Your goal.
From the entries below, gather each line containing the word "None".

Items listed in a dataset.
——

PR #2044, opened 2025-02-28
base, arch-arm: New version of decoding for AdvSIMD

giactra:
Rewriting the decodeFpAdvSIMD function
using the new bit pattern matcher utility.
The purpose is to have a more tabular format for the
decode tree to more closely match the Arm pseudocode
specification.

As we are trying to match the machInst with all the instruction
group matchers until one is found, the time complexity is now
O(n). This means the flatter the instruction group
is, the more it might potentially take to decode an instruction.
Luckily the checking is as simple as an AND & COMPARE so even
with a big instruction pool like the SIMD one, the overhead is
negligible (and IMHO because of the sometimes complex decoding
logic we have been using, it might even make it better)

This has been tested with the following benchmark, which is
executing an instruction FMADD from the last entry in the decoding
table Fp data processing 3-source (hence testing the
"worst case scenario"):

```
int main()
{
    uint32_t prog[PROG_SIZE] = {0};

    std::fill_n(prog, PROG_SIZE, FMAD);
    prog[PROG_SIZE - 1] = RET;

    typedef double (*fmadd_func)(void);
    fmadd_func func = (fmadd_func)&prog[0];

    for (int idx = 0; idx < 10000; idx++)
        func();

    return 0;
}
```

The benchmark (run with atomic in SE mode) runs PROG_SIZE * 10000 = 1bn
FMADDs and shows no difference between introduced by the current
patch (runtime is equally ~14minutes in my machine)

### DIFF
--- a/src/arch/arm/isa/formats/aarch64.isa
+++ b/src/arch/arm/isa/formats/aarch64.isa
@@ -43,10 +43,6 @@ namespace Aarch64
 
     template <typename DecoderFeatures>
     StaticInstPtr decodeFpAdvSIMD(ExtMachInst machInst);
-    StaticInstPtr decodeFp(ExtMachInst machInst);
-    template <typename DecoderFeatures>
-    StaticInstPtr decodeAdvSIMD(ExtMachInst machInst);
-    StaticInstPtr decodeAdvSIMDScalar(ExtMachInst machInst);
 
     StaticInstPtr decodeSveInt(ExtMachInst machInst);
     StaticInstPtr decodeSveFp(ExtMachInst machInst);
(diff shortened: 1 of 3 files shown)


powerjg (approved):
Overall, I like the new approach! 

My only concern is that this approach makes it very hard to reason about whether you're covering all of the formats. As long as we have tests for all of the instructions, I think it covers this concern, but without tests for each instruction format it could lead to unexpected mistakes.

I'm not sure I would suggest all decoders for all ISAs move to this approach, but I'm happy to see it used here (and in other similar places).

giactra:
> Overall, I like the new approach!
> 

Thanks :)

> My only concern is that this approach makes it very hard to reason about whether you're covering all of the formats. As long as we have tests for all of the instructions, I think it covers this concern, but without tests for each instruction format it could lead to unexpected mistakes.

Yes, in fact it is mainly meant to be used in complex scenarios where the allocation of don't care bits makes the decoding via nested switch extremely complicated and error-prone. Where it is equally difficult to check if all patterns are covered

> 
> I'm not sure I would suggest all decoders for all ISAs move to this approach, but I'm happy to see it used here (and in other similar places).

I agree! I don't even intend to use it globally in the ArmISA: writing a decoder with this utility has O(n) time complexity (where n is the number of instructions in the pool) so it is not an optimal solution.

I believe the ideal would be to autogen a decoder from the ISA parser... But there is no active plan to implement this as of now

PR #2046, opened 2025-03-01
Analyzing Statistics in Multisim

Sir-NoChill:
# Summary

This pull request implements a simple way to pass statistics from the simulations spawned by multisim back to the parent process and addresses intermittent failure to generate statistics files.

# Motivation

In my workflow, I generally create my own `driver.py` file that is a modified version of `src/python/gem5/utils/multisim/__main__.py` and run my simulations using this file instead of the standard multisim file. I also have a caching mechanism implemented to decide when to rerun the simulations that I did not include in this PR so far (see feedback requests).

I believe this functionality would be useful to expose to users of gem5 to facilitate easier data analysis while using the simulator.

# Feedback Requests

- What would the optimal way to expose this functionality to the user be?  Ideally, I think the user would supply an additional python script that performs the analysis using the gem5 python statistics API, but I am not sure how that would look/how to implement that.
- Should the multisim module be responsible for caching executions and checking them against the existing configurations? (ie. check the .ini files and see if they change between runs, run simulations only if they do)


powerjg:
@Sir-NoChill I see you closed this PR. I want to let you know that it looked interesting to me. I haven't had a chance to dig into the code, but we are very aware that analyzing stats is a place where gem5 needs significant improvement. Contributions in this space, or even starting a conversation about features/requirements is greatly appreciated!

Sir-NoChill:
@powerjg I did start this, but my changes are incompatible with the development version of gem5 multisim so I'm trying to get them fixed before I reopen this (likely in a new pr)

PR #2080, opened 2025-03-14
scons: Explicitly define call arg in `CheckLibWithHeader`

### LINKED ISSUE #2072: [Compilation error] zlib.h not found -> flags error in zlib.h compilation sentence
Hello,

I have a problem compiling and I get the error that the zlib.h is not found. 

I think the problem comes from the fact that the zlib.h is not in a standard folder of the operating system, since I have compiled this library in my Home. 

Normally what I do to pass the headers to a compiler is:
export CFLAGS=/home/....
export CPPFLAGS=/home/...
export CXXFLAGS=/home/...

The problem is that I think the scons config file ignores these shell definitions and redefines these variables. 

Any idea how to tell the compiler where my zlib.h is?

Thank you very much,
David

Harshil2107:
This PR fixes gem5's build compatibility with SCons 4.9.0.

With the release of SCons 4.9.0, a new optional `extra_libs` argument was introduced in the `CheckLibWithHeader` function, modifying its signature from:

```python
def CheckLibWithHeader(context, libs, header, language,
                       call=None, autoadd=True, append=True, unique=False) -> bool:
```
to:
```python
def CheckLibWithHeader(context, libs, header, language,
                       extra_libs=None, call=None, autoadd=True,
                       append=True, unique=False) -> bool:
```

Since gem5 calls `CheckLibWithHeader` using positional arguments—for example:
```python
conf.CheckLibWithHeader('z', 'zlib.h', 'C++', 'zlibVersion();')
```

——

The completed task.
                       call=None, autoadd=True, append=True, unique=False) -> bool:
                       extra_libs=None, call=None, autoadd=True,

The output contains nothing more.